Sub-chilling of salmon

Published:

01/12/2015

Authors:

Gunnar Thordarson, Magnea Karlsdottir, Roger Pedersen, Magnus Johannsson, Albert Hognason

Supported by:

Norwegian Research Council

contact

Gunnar Þórðarson

Regional Manager

gunnar.thordarson@matis.is

Sub-chilling of salmon

The aim of the project was to increase the quality of fresh salmon production, by improving the cooling chain during production and transport. By using supercooling methods, salmon producers will be able to reduce their production costs due to lower transport costs and at the same time improve the quality of production. The salmon was cooled to -1.5 ° C which increased the lifespan and quality of the product. In addition to improving production during slaughter, gutting and packaging, supercooling can also create opportunities for further processing; filleting, smoking, chopping, etc. to improve their production through increased utilization and value along with happier customers. Among other things, supercooling makes it possible to transport the refrigerant into the fish flesh instead of using ice for transport. The project compared the cooling chain of super-chilled salmon with conventional.
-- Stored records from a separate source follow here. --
PR #42, opened 2022-11-08
Add new CI jobs that test install/uninstall

### LINKED ISSUE #36: Add CI jobs to do Install -> Uninstall -> Install
Since the Github CI machines don't have Nix on them, we can just use them directly.

After the artifacts are produced, try to run `harmonic install $PLAN` and then do uninstall, then install again. This could be done on both x86 Linux and Darwin

Hoverbear:
Closes #36

### DIFF
--- a/src/action/linux/start_systemd_unit.rs
+++ b/src/action/linux/start_systemd_unit.rs
@@ -90,9 +90,13 @@ impl Action for StartSystemdUnit {
         tracing::debug!("Stopping systemd unit");
 
         // TODO(@Hoverbear): Handle proxy vars
-        execute_command(Command::new("systemctl").arg("stop").arg(format!("{unit}")))
-            .await
-            .map_err(|e| StartSystemdUnitError::Command(e).boxed())?;
+        execute_command(
+            Command::new("systemctl")
+                .arg("disable")
+                .arg(format!("{unit}")),
+        )
+        .await
+        .map_err(|e| StartSystemdUnitError::Command(e).boxed())?;
 
         tracing::trace!("Stopped systemd unit");
         *action_state = ActionState::Completed;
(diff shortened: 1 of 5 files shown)


src/planner/linux/multi.rs
```diff
@@ -31,7 +31,7 @@ impl Planner for LinuxMulti {
                 Box::new(CreateDirectory::plan("/nix", None, None, 0o0755, true).await?),
                 Box::new(ProvisionNix::plan(self.settings.clone()).await?),
                 Box::new(ConfigureNix::plan(self.settings).await?),
-                Box::new(StartSystemdUnit::plan("nix-daemon.socket".into()).await?),
+                // Box::new(StartSystemdUnit::plan("nix-daemon.socket".into()).await?),
```
cole-h, line 34: Should this be deleted?

src/action/linux/start_systemd_unit.rs
```diff
@@ -90,9 +90,13 @@ impl Action for StartSystemdUnit {
         tracing::debug!("Stopping systemd unit");
 
         // TODO(@Hoverbear): Handle proxy vars
-        execute_command(Command::new("systemctl").arg("stop").arg(format!("{unit}")))
-            .await
-            .map_err(|e| StartSystemdUnitError::Command(e).boxed())?;
+        execute_command(
+            Command::new("systemctl")
+                .arg("disable")
```
cole-h, line 95: Is `disable` more forceful than `stop`? Or is this just so it doesn't get started again (by e.g. the socket)?

Hoverbear: The `systemctl` docs state `disable` is the reverse: https://www.freedesktop.org/software/systemd/man/systemctl.html :woman_shrugging:

src/planner/linux/multi.rs
Hoverbear: Yes!

cole-h (approved):
LGTM.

The former was transported without ice but the traditional one with ice, for further processing in Finland and Norway. Such a comparison was also made between super-chilled and traditional salmon that was transported to Iceland via Oslo on the one hand and to Tokyo via Oslo on the other. The results give rise to optimism about the use of supercooling in the salmon transport chain, both to reduce transport costs and to ensure product quality.
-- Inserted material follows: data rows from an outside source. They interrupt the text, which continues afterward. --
PR #44, opened 2022-11-09
Check if running as root during install and uninstall

### LINKED ISSUE #43: check if running as root
harmonic should check if the current user is root (or equivalent on MacOS), otherwise it will just fail with a permission denied error.

Hoverbear:
Closes #43


spacekookie (approved):
Looks good! :sparkles:

cole-h (approved):
LGTM, but also appears to have some conflicts.

PR #45, opened 2022-11-09
Tidy up plan / install UX

Hoverbear:
Users shouldn't need to pass a planner if there exists a default for their platform, however if they want to specify options they do need to specify a planner.

I was looking at how to do it so the default planner options were available without passing it, but I think the API gets very murky at that point.


spacekookie (approved):
:+1:

cole-h (approved):
LGTM, but it appears there are some conflicts.

PR #50, opened 2022-11-10
Planner error if on NixOS

Hoverbear:
Closes #21

PR #51, opened 2022-11-10
Detect if nix is installed

### LINKED ISSUE #27: `plan` and `install` should detect if nix is already installed
That would be nice to detect if nix was already installed when trying `install` or `plan`, I suppose there code is there because the uninstall process already do that.

Here are the results of install and plan after a successful installation

```
$ sudo ./harmonic install
Error: 
   0: Error executing action
   1: Placing channel configuration
   2: Creating file
   3: File exists `/root/.nix-channels`

Location:
   src/cli/subcommand/install.rs:77

  ━━━━━━━━━━━━━━━━━━━━━━━━━━━━━━━━━━ SPANTRACE ━━━━━━━━━━━━━━━━━━━━━━━━━━━━━━━━━━━

   0: harmonic::cli::subcommand::install::execute
      at src/cli/subcommand/install.rs:43
   1: harmonic::cli::execute
      at src/cli/mod.rs:29

```
and
```
$ sudo ./harmonic plan
Error: 
   0: Error executing action
   1: Placing channel configuration
   2: Creating file
   3: File exists `/root/.nix-channels`

Location:
   src/cli/subcommand/plan.rs:58

  ━━━━━━━━━━━━━━━━━━━━━━━━━━━━━━━━━━ SPANTRACE ━━━━━━━━━━━━━━━━━━━━━━━━━━━━━━━━━━━

   0: harmonic::cli::subcommand::plan::execute with channels=nixpkgs https://nixos.org/channels/nixpkgs-unstable daemon_user_count=32 no_modify_profile=false
      at src/cli/subcommand/plan.rs:24
   1: harmonic::cli::execute
      at src/cli/mod.rs:29

```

The ultimate goals of the project was to increase quality of fresh salmon products, provide a more secure cold chain of fresh product, and lower production and logistic costs. Having the fish in a sub-chilled state throughout the production, will give Grieg Seafood several quality advantage including firmer raw material and lower bacteria and enzyme activity in the fresh fish. Fish was packed in a sub-chilled state of -1.5 ° C, hence extending shelf-life and quality. This will have several advantages for the primary producer, resulting in products with higher yield and more value, and in products of higher quality for their customer of secondary processing. Secondary processors will have better control of the product logistic and extended time for selling fresh product with longer shelf-life. Using the sub-chilling method, no ice will be needed during logistic, saving enormous transportation costs, especially in airfreight. Comparison between the cold-chain of sub-chilled and traditional produced salmon was executed in this project, with the former transported without additional ice. The salmon was trucked from Simanes to a secondary processors in Finland and Denmark with excellent result. The two groups were also flown to Iceland, via Oslo, and also to Tokyo via truck to Oslo. The result of this comparisons demonstrates that the sub-chilling method could be used to minimize transportation cost and secure the product quality during logistics.